3. The Strength 6 wins, but only has 1 Strength left.
Average person will think:
4. The Strength 6 is stronger than Strength 5 so a Strength 6 is better period.
Hardcore person will read civilopedia, Civ 4 combat mechanics is explained there.
Average person will not think about 6/11 or something complicated like that, what is it for?

So, there is no problem with game mechanics and we don't need to dumb mechanics down. The problem is in you - you want to know more about combat mechanics but you don't want to do your research.

Because, right now the Large Empire Assembles its large Collection of units (on one or multiple tiles)and unless the Small Empire can kill the all the units one at a time, they can't really kill it at all. (because the units can move into a defensive position and heal).

The fact is the Small Empire won't Need to be healing too many units, they will be Losing units, because the enemy will attack 1 Small Empire unit with Several units, killing it in one turn. The Small empires counter attacks will be met the same way.

Also the small empire won't have too many units, period (and their units won't take as much damage per individual combat because they have defensive bonuses)

The large empire has more units so they will need to heal more of them.(especially because they can't get new units onto the field as easily.)

If Healing is Almost as expensive as rebuilding, then even a "victory" costs the enemy something.

The only way a small (equal tech) empire can really not get steam rolled is by having combat bonuses in its own terrain.

That allows it to actually win. (as opposed to just delaying the inevitable.)
Nah, there is no way to win with all things equal but a number of units. However, as long as a smaller empire has some home advantage (like a good terrain) and it can replace losses (free healing + maybe some small replacement of permanent losses with production), it cand hold it's own indefinitely, or at least until external help will come.
Bigger empire can replace permanent losses easier with it's better production base so a pure attrition war is always to a bigger empire's advantage.

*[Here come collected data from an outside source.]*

PR #305, opened 2023-08-21
Added booty keys stats and premium

dm94:

PR #308, opened 2023-08-28
Added booty keys stats and premium V2

dm94:
Same as https://github.com/darkbot-reloaded/DarkBot/pull/305 but with refactoring


dm94:
Updated https://github.com/darkbot-reloaded/DarkBotAPI/pull/86

src/main/java/com/github/manolo8/darkbot/core/manager/StatsManager.java
```diff
@@ -91,7 +101,10 @@ public void tick() {
             instance = main.settingsManager.readString(0x298);
         }
 
-        novaEnergy.track(readInt(0x108, 0x28));
+        novaEnergy.track(readInt(0x100, 0x28));
+        teleportBonus.track(readInt(0x50));
+        premium = API.readBoolean((API.readMemoryLong(address + 0xF0) & ByteUtils.ATOM_MASK) + 0x20);
```
Pablete1234, line 106:
```suggestion
        premium = readBoolean(0xF0, 0x20);
```

src/main/java/com/github/manolo8/darkbot/core/manager/StatsManager.java
```diff
@@ -299,4 +335,47 @@ public String toString() {
...
+        ASTRAL(0x7c),
+        ASTRAL_SUPREME(0x80),
+        EMPYRIAN(0x84),
+        LUCENT(0x88),
+        PERSEUS(0x8c);
+
+        private int offset;
+
+        private BootyKeyType(int offset) {
+            this.offset = offset;
```
Pablete1234, line 359:
```suggestion
        private final int offset;
        private final StatsAPI.Key key;
        private StatImpl stat;

        private BootyKeyType(int offset, StatsAPI.Key statKey) {
            this.offset = offset;
```
If you add the stat key, and simply pass in `Stats.BootyKey.RED` etc in the constructor, you can more directly correlate the stats enum to this enum.

Then you can add a simple:

```java
public void track(StatsManager stats) {
  if (stat == null) stat = stats.get(StatKey.of(key));
  stat.track(stats.readDouble(offset));
}
```
in the enum, and call it for each of the enum constants

src/main/java/com/github/manolo8/darkbot/core/manager/StatsManager.java
```diff
@@ -40,9 +42,12 @@ public class StatsManager implements Manager, StatsAPI, NativeUpdatable {
     private final Map<StatKey, StatImpl> statistics = new HashMap<>();
 
     private final StatImpl runtime;
-    private final StatImpl credits, uridium, experience, honor, cargo, maxCargo, novaEnergy;
+    private final StatImpl credits, uridium, experience, honor, cargo, maxCargo, novaEnergy, teleportBonus;
     private final AverageStats cpuStat, pingStat, tickStat, memoryStat;
 
+    private int teleportBonusAmount;
```
Pablete1234, line 48:
```suggestion
```
should be obtained from the stat itself

src/main/java/com/github/manolo8/darkbot/core/manager/StatsManager.java
dm94: Updated

src/main/java/com/github/manolo8/darkbot/core/manager/StatsManager.java
```diff
@@ -91,7 +98,10 @@ public void tick() {
             instance = main.settingsManager.readString(0x298);
         }
 
-        novaEnergy.track(readInt(0x108, 0x28));
+        novaEnergy.track(readInt(0x100, 0x28));
```
Pablete1234, line 101: Are you sure about this revert from 108 to 100?

src/main/java/com/github/manolo8/darkbot/core/manager/StatsManager.java
```diff
@@ -299,4 +322,38 @@ public String toString() {
...
+        EMPYRIAN(0x84, Stats.BootyKey.EMPYRIAN),
+        LUCENT(0x88, Stats.BootyKey.LUCENT),
+        PERSEUS(0x8c, Stats.BootyKey.PERSEUS);
+
+        private int offset;
+        private final StatsAPI.Key key;
+
+        private BootyKeyType(int offset, StatsAPI.Key key) {
+            this.offset = offset;
+            this.key = key;
```
Pablete1234, line 348:
```suggestion
            this.key = StatKey.of(key)
```
If you store a stat key directly, and make the track method use it, you'll avoid the N allocations each tick

Pablete1234 (approved):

Exactly what I don't want in Civ...
I'm assuming that by "good combat model" you mean that there is a vast collection of numbers each with their own way of interacting with a complex realistic formula to produce a end result.
Basic rules are simple. It's not that simple to calculate exact results, of course.

No, Combat in Civ should be SIMPLE
You have Terrain effects as + or -% to Strength
You have unit v. unit abilities that are the Same
Possibly position effects... that also are + or - to Strength

Once you take all those modifiers to Strength, then the result of the combat should be straight forward..
I don't think combat should be simple. So?
Also, while results of combat may be straight forward, a bigger picture isn't straight forward anway so you have a moot point. So what if you completely dumbed down combat and units have only a strength value? If you want to know the exact details, you should calculate if you can spare all that production you'll waste attacking enemy unit. What if he's on the hill? Do your spoils of war compensate for your combat losses? There is no way to have an easy answer to these questions (in general).